* Exercise description *
The answer must consist of every line from the data that holds the string "webpack".

* Information *
PR #272, opened 2024-05-30
Split Yaml Json LSP into 2 servers

aderende:
## Problem

Split of Yaml/Json LSP Server to 2 separate servers helps to avoid adding extra webpack configuration in case when integrator need only json language support

## Solution

yaml/json server has been split into 2 different servers

## License


app/aws-lsp-json-binary/package.json
```diff
@@ -0,0 +1,29 @@
...
+    "name": "@aws/lsp-json-binary",
+    "version": "0.0.1",
+    "description": "JSON Language Server Binary",
+    "main": "out/index.js",
+    "bin": {
+        "aws-lsp-json-binary": "./out/index.js"
+    },
+    "scripts": {
+        "compile": "tsc --build",
+        "package-x64": "pkg --targets node18-linux-x64,node18-win-x64,node18-macos-x64 --out-path bin --compress GZip .",
```
imykhai, line 11: not exactly related to this PR, but we should stop relying on `pkg`. Instead we should bundle it with webpack/rollup/etc. and run it with `node`

app/aws-lsp-json-binary/src/tests/yamlJsonServerCFInteg.test.ts
imykhai, line 1: Should we rename the file ? It includes `yaml` in the filename.

server/aws-lsp-cloudformation/package.json
```diff
@@ -8,7 +8,7 @@
     },
     "dependencies": {
         "@aws/lsp-core": "^0.0.1",
-        "@aws/aws-lsp-yaml-json": "^0.0.1",
+        "@aws/aws-lsp-json": "^0.0.1",
```
imykhai, line 11: This line can cause issues when we bump version, in npm “^0.0.1” can't be resolved to “0.0.2” or “0.1.1". This is because npm considers a major version “the leftmost non zero digit”. So, “0.0.2" is a major version change 
https://docs.npmjs.com/cli/v6/using-npm/semver#caret-ranges-123-025-004

imykhai (approved):

server/aws-lsp-cloudformation/package.json
aderende: agreed to solve in next PR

* Response to the task *
Split of Yaml/Json LSP Server to 2 separate servers helps to avoid adding extra webpack configuration in case when integrator need only json language support
imykhai, line 11: not exactly related to this PR, but we should stop relying on `pkg`. Instead we should bundle it with webpack/rollup/etc. and run it with `node`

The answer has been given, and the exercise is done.